Let $(X_n)_{n}∈_{\mathbb{N}_+}$ be a sequence of independent random variables such that Xn ∼ Exp{n} and let
$Y_n :=\frac{1}{n} \sum_{i=1}^{n}X_{i}$ for n$\in \mathbb{N}_+$
Does the sequence ($Y_n$) converge in probability?
My intuition is that the sequence converge in probability since the exponential distribution has a finite mean but I do not know how to prove this, the exercise give me only this information
Firstly the Weak Law of Large numbers will give you the immediate answer "yes". I'd recommend reading the wikipedia page briefly. In fact, the Strong Law of Large numbers is even stronger and will give you almost sure convergence.
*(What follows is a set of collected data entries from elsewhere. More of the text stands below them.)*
PR #34, opened 2016-04-13
Feature/expose all entities in endpoints

vitorbaptista:


vitorbaptista:
This is ready for review.

migrations/20160413110458_add_gender_and_has_published_results_to_trials.js
```diff
@@ -0,0 +1,21 @@
...
+);
+
+exports.down = (knex) => (
+  knex.schema.table('trials', (table) => {
+    table.dropColumns([
+      'has_published_results',
+      'gender',
+    ]);
+  })
+);
```
roll: We need the same for `trialrecords` table.

roll:
All good except adding a migration for `trialrecords` table.

vitorbaptista:
Good catch! I've added the migration and merged it. Should be in prod in a few minutes.

PR #35, opened 2016-04-15
Remove trials_trialrecords table and add sources and trialrecords seeds

vitorbaptista:
The relationship between Trial and Trialrecords is one-to-many, so there's no
need for a relationship table.

@roll please take a look


roll:
:+1:

PR #707, opened 2020-02-19
Add point to add with renderer

hud10837:
Hi all!
- We already discussed the directory/readme names; I used the common readme titles for the new readmes.

- The screenshot names were pretty inconsistent within the common designs.

- I kept the `How it works` section from the new readmes, because I thought they were better, but let me know if you disagree.
Thanks!


java/add-point-scene-layer/README.md
```diff
@@ -1,8 +1,8 @@
-# Add point scene layer
+# Add a point scene layer
 
 View a point scene layer from a scene service.
 
-![Add point scene layer App](add-point-scene-layer.png)
+![Image of a point scene layer](AddAPointSceneLayer.png)
```
Rachael-E: let's not change the .png file names: if we do that then we'd have to update the png file name locally too and that adds extra overload.

kotlin/add-features-feature-service/README.md
```diff
@@ -1,33 +1,34 @@
-# Add features (Feature Service)
+# Add features
```
Rachael-E: I think this is an example of the scenario Jon mentioned earlier and then what Lucas clarified: let's leave this title as it was "Add features (Feature Service)" and we can catch any changes after the next Readme Title effort.

kotlin/add-features-feature-service/README.md
```diff
@@ -1,33 +1,34 @@
...
 
 ## Use case
 
-A `FeatureLayer` created using this `ServiceFeatureTable` that is applied to the `ArcGISMap` will display any new Features automatically.
+An end-user performing a survey may want to add features to the map during the course of their work.
 
 ## How to use the sample
 
-Tap on the map to add a feature.
+Click on a location on the map to add a feature at that location.
```
Rachael-E: this is going to be one I know I'll be guilty of too: mentioning click vs tap! ;) 
```suggestion
Tap on a location on the map to add a feature at that location.
```

kotlin/integrated-mesh-layer/README.md
```diff
@@ -2,26 +2,36 @@
...
+3. Add the layer to the scene's operational layers.
 
 ## Relevant API
 
-- IntegratedMeshLayer
+* IntegratedMeshLayer
+
+## About the data
+
+This data is derived from  point cloud data from a lidar survey. Lidar data is often of a high enough resolution to capture 3D features as small as walls and trees, but also the irregular surfaces of geological features like cliffs. An integrated mesh made from a point cloud of lidar data will include realistic textures and elevation information.
```
Rachael-E: super nit picky alert: extra space can be removed
```suggestion
This data is derived from point cloud data from a lidar survey. Lidar data is often of a high enough resolution to capture 3D features as small as walls and trees, but also the irregular surfaces of geological features like cliffs. An integrated mesh made from a point cloud of lidar data will include realistic textures and elevation information.
```

hud10837:
Thanks guys, that's those changes made!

To prove it, note that $EY_n = 1$ for all $n$ and $Var(Y_n) = \frac{1}{n}$ for all $n$. You can show this using linearity of expecation and linearity of variance (given independent variables).
Hence:
$$\lim_{n\to \infty} P(|Y_n -1|>\epsilon) = \lim_{n\to \infty} P((Y_n -1)^2>\epsilon^2)\leq \lim_{n\to \infty} \frac{Var(Y_n)}{\epsilon^2} = \lim_{n\to \infty} \frac{1}{n \epsilon^2} = 0$$
The inequality is an application of Markov's inequality (or Chebyshev's inequality, which is a special case involving the variance).
Since that probability goes to $0$ for all $\epsilon>0$, $Y_n$ converges in probability to $1$.